It’s been no secret that I’ve been on a diet for two months now, this post is a little update to let you all know where I’m at and some of the problems I’ve faced recently. If you want to read about the start of my journey first, I suggest you head over to this link over here. Now that I’m further on and starting to see and feel different, I thought it would be interesting to show the toughest side of dieting against the better bits. So the aforementioned ‘better bits’ are fairly obvious; I have changed shape, I have lost nearly another stone and I have felt better in my own skin, I can now run across the road without huffing and puffing, my posture has improved.
Unfortunately, however, I have noticed a few changes that I’m not quite as happy with. My outlook on food and body image has changed because I’ve been focusing on the number on the scales and I’m hyper aware of the way food impacts my body. Primarily I saw how much I had been snacking on rubbish, I was boredom eating pre-diet and because I don’t really have a hobby I have struggled to think of something other than food. I have also been guilty of skipping meals and cutting back too much for the sake of losing another few lbs, I know that it’s unhealthy and not sustainable but it does become an obsession.
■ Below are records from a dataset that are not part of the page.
PR #2026, opened 2023-11-01
feat: Add "read-only" mode

### LINKED ISSUE #2010: Create read-only mode
(add catalog "allow-writes" flag and enforce)

vrongmeal:
```
> create external table local_table from local ( location 'testdata/csv/empty_col.csv' );
Table created
> select * from local_table;
┌───────┬──────┬───────┐
│       │ col1 │ col2  │
│    ── │ ──   │ ──    │
│ Int64 │ Utf8 │ Utf8  │
╞═══════╪══════╪═══════╡
│     0 │ a    │ hello │
│     1 │ b    │ world │
└───────┴──────┴───────┘
> insert into local_table values (2, 'c', 'glaredb');
Error: Cannot write to read-only table: local_table
```

### TODO

- [ ] #2027

Fixes #2010


crates/datafusion_ext/src/runtime/table_provider.rs
```diff
@@ -21,13 +21,15 @@ use super::runtime_group::RuntimeGroupExec;
 pub struct RuntimeAwareTableProvider {
     pub preference: RuntimePreference,
     pub provider: Arc<dyn TableProvider>,
+    pub allow_writes: Option<bool>,
```
tychoish, line 24: this should definitely be an enum for "allowed_operations" (read, write_ddl, write_dml, write_all) or something like that. 

(there are potentially a few states for this, and the difference between false and not-specified-optional is confusing)

tychoish (commented):
This looks good, but I think I'd also:
- [x] enum
- [ ] adding a couple of tests seems important

crates/datafusion_ext/src/runtime/table_provider.rs
vrongmeal: > this should definitely be an enum for "allowed_operations" (read, write_ddl, write_dml, write_all) or something like that.

Agreed. Will update this and add tests.

testdata/sqllogictests/allowed_operations.slt
```diff
@@ -0,0 +1,14 @@
+statement ok
+CREATE EXTERNAL DATABASE debug_db FROM debug;
```
tychoish, line 2: this is cool, and I definitely 100% got to this point and don't fully understand how this works or would catch a bug if we accidentally regressed?

tychoish (commented):
this looks really cool and more or less like what I'd expect, but I definitely would like other folks to look at this too

testdata/sqllogictests/allowed_operations.slt
vrongmeal: We'll catch a bug here. Trying to insert should always check for permissions first. Moreover, we have an error message in the check that should force us to add different tests in the future if something regressed.

tychoish (approved):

This is particularly an issue because I remember cruel comments made by boys in school and I constantly point out my own flaws. Behaviour like this, admittedly I have found silly in other people and I didn’t really realise that I had started to do it until I sat back and thought about it.
I want to be at my best, I want a body as strong as it is beautiful. It’s not possible with my current outlook and I’m trying to change the way I think, honestly, I know that I need to pick myself up and set my head on straight but it’s not as easy as it sounds.
My main goal this week has been to listen to my body and give it what it needs to be healthy. The porridge above has been my attempt at satisfying my sweet tooth and to give me a natural sugar boost for energy. Other than that I have been taking better care of my diet by adding more protein and green vegetables. I have eaten out a few times too, one time I ordered mushroom benedict and another I ordered a chicken and rice dish with vegetables. It’s little treats like these that have really boosted me up since realising how unhealthy my attitude towards dieting has been. If anyone else has had similar problems, I’d love to get chatting to you because I feel like there’s a lot of pressure on people to be upbeat and positive about weightloss.